Nichée entre, à l’Ouest, les marais de Mézérac, de Pompas et d’Arbourg, qui communiquent avec l’Atlantique, et, à l’Est, la Grande Brière Mottière dont elle marque la bordure occidentale, la commune de Saint-Lyphard occupe une position stratégique en constituant l’un des deux accès terrestres à la Presqu’île guérandaise.

Son territoire est encore parsemé de nombreux monuments mégalithiques qui témoignent d’une fréquentation et d’une occupation dense tout au long du Néolithique, période qui court de la fin du 6e millénaire au début du 2e millénaire avant notre ère. C’est au Néolithique que les techniques de la domestication des plantes et des animaux sont introduites dans notre région et que, plus tard, se développe le mégalithisme.

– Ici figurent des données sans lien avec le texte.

PR #881, opened 2021-11-19
Bugfix/jira ticket prefixing

defunctl:
## What does this do/fix?

- Fixes bad prefixed commits when using sprint or release branches that contain numbers after them.

## QA

- You should not get any prefixing when committing a branch like `release/21.11.01` or `sprint/21.01`
- Branches such as `feature/XXX-21/my-feature` should still properly get prefixed with `[XXX-21]: original commit...`

## Tests

Does this have tests?

- [ ] Yes
- [x] No, this doesn't need tests because it's a lefthook update.


nickpelton (approved):
Regex is magic 🪄

Issue #880, opened 2021-11-18
Improve filter on nav menu classes


crstauf:
(Sorry if this should be a discussion first.)

Because menus can be loaded via the `menu` (menu ID, slug, name, or object) parameter of `wp_nav_menu()`, this function should be adjusted:

1. if the classes are relevant only for menus includes via `theme_location`, check if `theme_location` is populated before adding classes
1. adjust to support menus included via `menu` parameter and not `theme_location`

Happy to submit a PR once a decision is made.

https://github.com/moderntribe/square-one/blob/6ae17da9de0fc3f64e37e370b651d3efc2eadbc3/wp-content/plugins/core/src/Nav_Menus/Nav_Attribute_Filters.php#L44-L85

Le dolmen de Kerbourg est indéniablement le monument le plus connu de la commune et un des plus photographiés de Loire-Atlantique. Fouillé à la fin du 19e s. par le révérend anglais Lukis, nous connaissons finalement peu de choses de ce dolmen dont le rare mobilier archéologique qui y a été recueilli est aujourd’hui conservé dans les réserves du British Museum.
La célébrité de ce monument ne doit pas masquer une réalité moins avouable, celle de l’abandon presque total de ce patrimoine depuis les années 1990. Sans le travail de l’association Archives et Histoire, dans lequel cette étude s’enracine, bon nombre de monuments ne seraient tout simplement plus visibles dans le paysage et sombreraient encore plus vite dans l’oubli.

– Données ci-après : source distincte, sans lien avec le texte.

PR #887, opened 2021-12-09
Feature/docker compose v2

defunctl:
## What does this do/fix?

- Removes the `WARN[0000] network proxy: network.external.name is deprecated in favor of network.name` when using `docker compose` (v2).

**Note:** existing projects should update their `docker-compose.yml` files as well, point to this PR for you respective BE devs.

## QA

- docker-compose v1 should work as it always did.
- docker compose v2 support will require a new version of `so`: https://github.com/moderntribe/square1-global-docker/pull/94

## Tests

Does this have tests?

- [ ] Yes
- [x] No, this doesn't need tests because it's a docker-compose.yml change.


nickpelton (approved):
Tested on related PR: https://github.com/moderntribe/square1-global-docker/pull/94#issuecomment-990286489

PR #888, opened 2021-12-10
SQONE-523 Section Nav

dpellenwood:
## What does this do/fix?
Builds out the Section Nav component for use in SquareOne. Note that this is the base component work. The Section Nav Block is a separate branch with an (incoming) PR.

[SQONE-523]

[SQONE-523]: https://moderntribe.atlassian.net/browse/SQONE-523?atlOrigin=eyJpIjoiNWRkNTljNzYxNjVmNDY3MDlhMDU5Y2ZhYzA5YTRkZjUiLCJwIjoiZ2l0aHViLWNvbS1KU1cifQ


wp-content/themes/core/components/navigation/Navigation_Controller.php
```diff
@@ -8,75 +8,122 @@
...
+		'depth'          => 1,
+		'items_wrap'     => '%3$s',
+		'fallback_cb'    => false,
+		'theme_location' => '',
 	];
 
-	private string $location;
-	private array $classes;
+	/**
+	 * @var array
```
nickpelton, line 31: 🟠 
Should fix: Since we are declaring the types, we don't need the var comments anymore.

wp-content/themes/core/components/section_nav/Section_Nav_Controller.php
```diff
@@ -0,0 +1,220 @@
...
+	 */
+	private array $container_classes;
+
+	/**
+	 * @var int|string|\WP_Term
+	 */
+	private $menu;
+
+	/**
+	 * @var string
```
nickpelton, line 51: 🟠  Should fix: If it's a single value like this, the type is all that is required.

wp-content/themes/core/components/section_nav/Section_Nav_Controller.php
```diff
@@ -0,0 +1,220 @@
...
+	 */
+	private string $container_id;
+
+	/**
+	 * @var string
+	 */
+	private string $more_id;
+
+	public function __construct( array $args = [] ) {
+		$this->unique_id    = uniqid();
```
nickpelton, line 91: ❓ 
Curious what we need a UUID for?

wp-content/themes/core/components/section_nav/css/section-nav.pcss
```diff
@@ -0,0 +1,218 @@
...
+.c-section-nav {
+	border: 1px solid var(--color-border);
+
+	@media (--viewport-small) {
+		overflow: hidden;
+		border: none;
+	}
+
+	/* CASE: the more menu is in use. */
+	&.c-section-nav--more-initialized {
```
nickpelton, line 16: 💡 
I've see this pattern al throughout our code. Any reason we don't include this in the naming like:

`&.c-section-nav--more-case-initialized`

I've see other patterns like this that say things like `js` in the name so you know this modifier is managed by something else. Seeing that `case` would be a flag that this is changed by some logic somewhere based on a case.

wp-content/themes/core/components/section_nav/js/section-nav.js
```diff
@@ -0,0 +1,360 @@
...
+
+/**
+ * Build events for this module.
+ */
+const bindEvents = () => {
+	delegate( el.container, '[data-js="c-section-nav__toggle--more"]', 'click', toggleMoreMenu );
+	delegate( el.container, '[data-js="c-section-nav__toggle--more"]', 'keyup', handleEscKeyUp );
+	delegate( el.container, '[data-js="c-section-nav__toggle--mobile"]', 'click', toggleSectionNav );
+	delegate( el.container, '[data-js="c-section-nav__toggle--mobile"]', 'keyup', handleEscKeyUp );
+	delegate( el.container, '.section-nav__list-item a', 'keyup', handleEscKeyUp );
```
nickpelton, line 337: ❓ 
What's the diff between delegate and on here?

wp-content/themes/core/components/section_nav/js/section-nav.js
```diff
@@ -0,0 +1,360 @@
...
+
+	on( document, 'click', handleClickOut );
+	on( document, 'keyup', handleTabKeyUp );
+	on( document, 'modern_tribe/resize_executed', handleResize );
```
nickpelton, line 341: ❓ 
What is `modern_tribe/resize_executed`?

wp-content/themes/core/components/section_nav/js/section-nav.js
```diff
@@ -0,0 +1,360 @@
...
+
+	el.sectionNavs = sectionNavs;
+
+	handleInitialState();
+	bindEvents();
+
+	console.info( 'SquareOne Theme: Initialized Section Nav component scripts.' );
+};
+
+export default init;
```
nickpelton, line 360: 🌮 😅 Nav management is fun isn't it. That's a lot of code. Nice work!

wp-content/themes/core/components/section_nav/section_nav.php
```diff
@@ -0,0 +1,33 @@
...
+<div <?php echo $c->get_classes(); ?> <?php echo $c->get_attrs(); ?>>
+
+	<?php echo $c->get_mobile_toggle(); ?>
+
+	<div <?php echo $c->get_container_classes(); ?> <?php echo $c->get_container_attrs(); ?>>
+		<?php echo $c->get_desktop_label(); ?>
+		<?php echo $c->get_nav_menu(); ?>
+	</div>
+
+	<template data-template="more">
```
nickpelton, line 21: 🌮  Nice use of a JS template here.

nickpelton (approved):
Looking Great! Mostly questions for myself as I learn our FE patterns. 

How would you like to QA test this?

wp-content/themes/core/components/section_nav/Section_Nav_Controller.php
dpellenwood: Good question. For the ARIA attributes required to associate a button with the thing it controls, so the mobile show/hide button and the container that is shown/hidden; and [the "More" button](https://github.com/moderntribe/square-one/pull/888/files#diff-830a1fc2c6e6373e01e4eb1df77af46ae9a258e201b2819d5d144dfe8df4cc01R152) for showing/hiding whatever menu items are tucked into [the drawer container on desktop](https://github.com/moderntribe/square-one/pull/888/files#diff-830a1fc2c6e6373e01e4eb1df77af46ae9a258e201b2819d5d144dfe8df4cc01R208).

Since the ARIA association works with the `id` attribute, we need a unique "id" for each section nav on a page.

wp-content/themes/core/components/section_nav/css/section-nav.pcss
dpellenwood: The [BEM syntax itself](http://getbem.com/introduction/) (the double-dash) is intended to inform you that this is a conditional case or a "modifier". We just try to add CSS comments whenever we use them to to clarify in human-readable format that the conditional modifier is.

wp-content/themes/core/components/section_nav/js/section-nav.js
dpellenwood: the `delegate()` helper basically watches the container element and assigns the relevant event callbacks to the selector(s) any time they exist (or are added to) the document. Whereas, `on()` events will only be applied when the document is loaded. So, delegate event hooks are useful if the selector you want to add doesn't exist in the DOM when the document's load/ready methods are fired.

wp-content/themes/core/components/section_nav/js/section-nav.js
dpellenwood: It's an [existing](https://github.com/moderntribe/square-one/blob/main/wp-content/themes/core/assets/js/src/theme/core/resize.js#L15) [(already denounced) document resize event handler](https://github.com/moderntribe/square-one/blob/main/wp-content/themes/core/assets/js/src/theme/core/ready.js#L39) we used throughout Sq1.

dpellenwood (commented):
Thanks, Nick. I'll get those property type comments removed. Let me know if any of my comment responses aren't clear enough.

wp-content/themes/core/components/section_nav/Section_Nav_Controller.php
nickpelton: Makes sense, it  does feel a-little inefficient to generate a completely new UUID for every execution though. Unless there is another way to do an ID key on the component, when there will possibly be multiple of them on a page, let's leave it as-is.

wp-content/themes/core/components/section_nav/js/section-nav.js
nickpelton: Thanks!

wp-content/themes/core/components/section_nav/js/section-nav.js
nickpelton: #TIL

wp-content/themes/core/components/section_nav/css/section-nav.pcss
nickpelton: Totally makes sense. I'm just thinking in cases of "What is managing this class". Maybe it's not important, but in cases where we're adding/removing classes with PHP/JS it certainly can be tricky to reverse engineer things.

wp-content/themes/core/components/section_nav/Section_Nav_Controller.php
ChrisMKindred: [ACF provides a unique identifier](https://www.advancedcustomfields.com/resources/blocks/) for each block, but it looks like we aren't passing it out of Base_Model. I think we should add `Id` to the `name`, `classes`, `data`, and `mode` there, and then we won't need this step and could just call `$this->id` for anything that requires it.

ChrisMKindred (approved):
This has made me want to get back into JS more... I added a comment to answer a question Nick had. I am happy to implement it for us if it would work better than needing to use the uniquid() function.

wp-content/themes/core/components/section_nav/Section_Nav_Controller.php
dpellenwood: Thanks @ChrisMKindred , while it's true, the ACF block ID will work for instances which are defined via a block, the component could just as easily be used as a direct template part in a single page or post template where we wouldn't have access to a block ID. I suppose we could modify the component to accept a unique ID of some sort and then pass along the block ID or require it when defining the usage outside that context. But, it seems just as easy to allow the each component to set their own UUID at the time of usage.  We use [this same `uniqid()` approach pretty regularly throughout SquareOne](https://github.com/moderntribe/square-one/search?q=uniqid%28) & the projects we've built previously.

Cette communication se propose de présenter ce patrimoine en péril et de le replacer dans un cadre plus général, celui du Néolithique de l’ouest de la France.

 

Dimanche 17 Février 2019

ASSEMBLEE GENERALE

 

17 Mars 2019

Conférence sur

La grotte de La Roche-Cotard (Langeais, Indre-et-Loire)
Deux responsables ?
Quatre coupables ?

 

Par Jean-Claude Marquet, Préhistorien, ancien Conservateur du Musée Départemental de Préhistoire du Grand-Pressigny et responsable du Projet Collectif de Recherches de La Grotte Cottard, à Langeais, en Indre-et-Loire.

 

Le site de La Roche-Cotard s'ouvre à mi-hauteur du versant, en rive droite de la vallée de la Loire. Exposé au sud, il se compose d'une grotte (découverte par François d'Achon en 1912), d'une station ouverte en pied de paroi, d'un petit abri très bas et d'une petite grotte-abri dont le remplissage participe à une grande coupe de 10 mètres de hauteur.

 

 

Dans ces quatre locus, les restes fauniques et lithiques sont bien conservés mais il est dommageable, pour la connaissance du site, que les silex taillés découverts dans la grotte principale aient disparu. Les os découverts sont très nombreux, ils appartiennent à un grand nombre d'espèces différentes depuis le grand lion des cavernes jusqu'au lemming à collier. Pas un seul silex taillé n'a été produit par Homo sapiens, toute l'industrie lithique est à attribuer à l'Homme de Neandertal qui est, très probablement, le seul à avoir habité la grotte avant sa découverte. La légère incertitude qui subsiste devrait prochainement être levée grâce à la datation du moment où la grotte a été fermée naturellement et est devenue inaccessible.

 

 

Cette légère incertitude qui va encore durer quelques semaines ou quelques mois est ennuyeuse car les parois de la grotte d'Achon montrent des traces dues à certaines espèces cavernicoles qui ont habité la cavité (principalement l'ours des cavernes), mais surtout des traces dues à l'homme qui a fréquenté cet espace. La Roche-Cotard est donc la seconde grotte ornée connue de la région Centre après la grotte Blanchard qui se trouve dans le site de La Garenne à Saint-Marcel dans l'Indre. Si mon hypothèse basée sur la stratigraphie du site et les premières datations OSL est bonne (cette hypothèse est validée par J.-J. Macaire, spécialiste du Quaternaire de la région Centre), La Roche-Cotard serait donc la seule grotte ornée française possédant des tracés à caractère symbolique dus à l'Homme de Neandertal.

 

 

Le site est menacé depuis sa découverte alors que, du fait qu'il se trouve dans une propriété privée clôturée de murs, il n'a que très rarement été visité et n'a donc pas subi de dégradation par les visiteurs. Il n'y a qu'un seul graffiti moderne sur les parois qui sont d'une très grande fragilité. Ce sont surtout les conditions climatiques externes qui jouent un rôle dégradant que l'on va devoir ralentir si on ne peut le faire cesser complètement.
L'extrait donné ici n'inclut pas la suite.